Le Conseil d’Etat juge ainsi que, contrairement aux règles qui s’appliquent au domaine public et contrairement à la lecture qui était celle du Gouvernement, les titres d’occupation du domaine privé des collectivités territoriales en vue d’une exploitation économique ne sont pas, par principe, soumis à l’obligation d’organiser une procédure de sélection présentant toutes garanties de transparence et d’impartialité :

« 6. Tout justiciable peut se prévaloir, à l’appui d’un recours dirigé contre un acte administratif non réglementaire, des dispositions précises et inconditionnelles d’une directive, lorsque l’Etat n’a pas pris, dans les délais impartis par celle-ci, les mesures de transposition nécessaires. Si les dispositions de l’article 12 de la directive 2006/123/CE du 12 décembre 2006, transposées à l’article L. 2122-1-1 du code général de la propriété des personnes publiques cité ci-dessus, impliquent des obligations de publicité et mise en concurrence préalablement à la délivrance d’autorisations d’occupation du domaine public permettant l’exercice d’une activité économique, ainsi que l’a jugé la Cour de justice de l’Union européenne par son arrêt du 14 juillet 2016, Promoimpresa Srl (C-458/14 et C-67/15),  il ne résulte ni des termes de cette directive ni de la jurisprudence de la Cour de justice que de telles obligations s’appliqueraient aux personnes publiques préalablement à la conclusion de baux portant sur des biens appartenant à leur domaine privé, qui ne constituent pas une autorisation pour l’accès à une activité de service ou à son exercice au sens du 6) de l’article 4 de cette même directive. Il suit de là qu’en n’imposant pas d’obligations de publicité et mise en concurrence à cette catégorie d’actes, l’Etat ne saurait être regardé comme n’ayant pas pris les mesures de transposition nécessaires de l’article 12 de la directive 2006/123/CE du 12 décembre 2006. Par suite, en écartant comme inopérant le moyen tiré de ce que la conclusion du bail en litige méconnaîtrait cette directive, la cour administrative d’appel de Bordeaux, qui n’a pas inexactement qualifié les faits de l’espèce, n’a pas commis d’erreur de droit. »

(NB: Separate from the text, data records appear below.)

PR #7321, opened 2020-06-10
Instance id fallback

### LINKED ISSUE #3461: Fallback instance_id values for inventory imports

jladdjr:
When creating instance id refer to _list_ of hostvars. If first hostvar is not available, walk down list of hostvars until one is defined. This allows awx to be backwards compatible when forming instance id.

Fixes https://github.com/ansible/awx/issues/3461

### DIFF
--- a/awx/main/management/commands/inventory_import.py
+++ b/awx/main/management/commands/inventory_import.py
@@ -271,7 +271,7 @@ class Command(BaseCommand):
                                      logging.DEBUG, 0]))
         logger.setLevel(log_levels.get(self.verbosity, 0))
 
-    def _get_instance_id(self, from_dict, default=''):
+    def _get_instance_id(self, variables, default=''):
         '''
         Retrieve the instance ID from the given dict of host variables.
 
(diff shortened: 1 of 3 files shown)


jladdjr:
@AlanCoding - base on https://github.com/ansible/awx/issues/3461, looks like we should also update the settings for gce, is that right? And are there any others that you're aware of?

AlanCoding:
no, I think we should only be doing this for vmware, because we solved the other cases by other means. VMware, due to the sub-properties, is the only one we made an exception for where the hostvars keys changed. Because of that, there's no workaround for it.

AlanCoding (changes requested):
passes testing 👍 

only remove the EC2 instance id change

jladdjr:
@AlanCoding reverted change to `EC2_INSTANCE_ID_VAR`

AlanCoding (approved):

jladdjr:
recheck

jladdjr:
~I think this is in Zuul limbo. Reaching out to some folks to try to get this unstuck.~ Nope, I'm just a Zuul noob still.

Le Conseil d’Etat retient ainsi que la conclusion de baux portant sur des biens appartenant au domaine privé des personnes publiques ne constitue pas une autorisation pour l’accès à une activité de service ou à son exercice qui justifierait, en application des règles européenne, de les faire précéder d’obligations de publicité et mise en concurrence.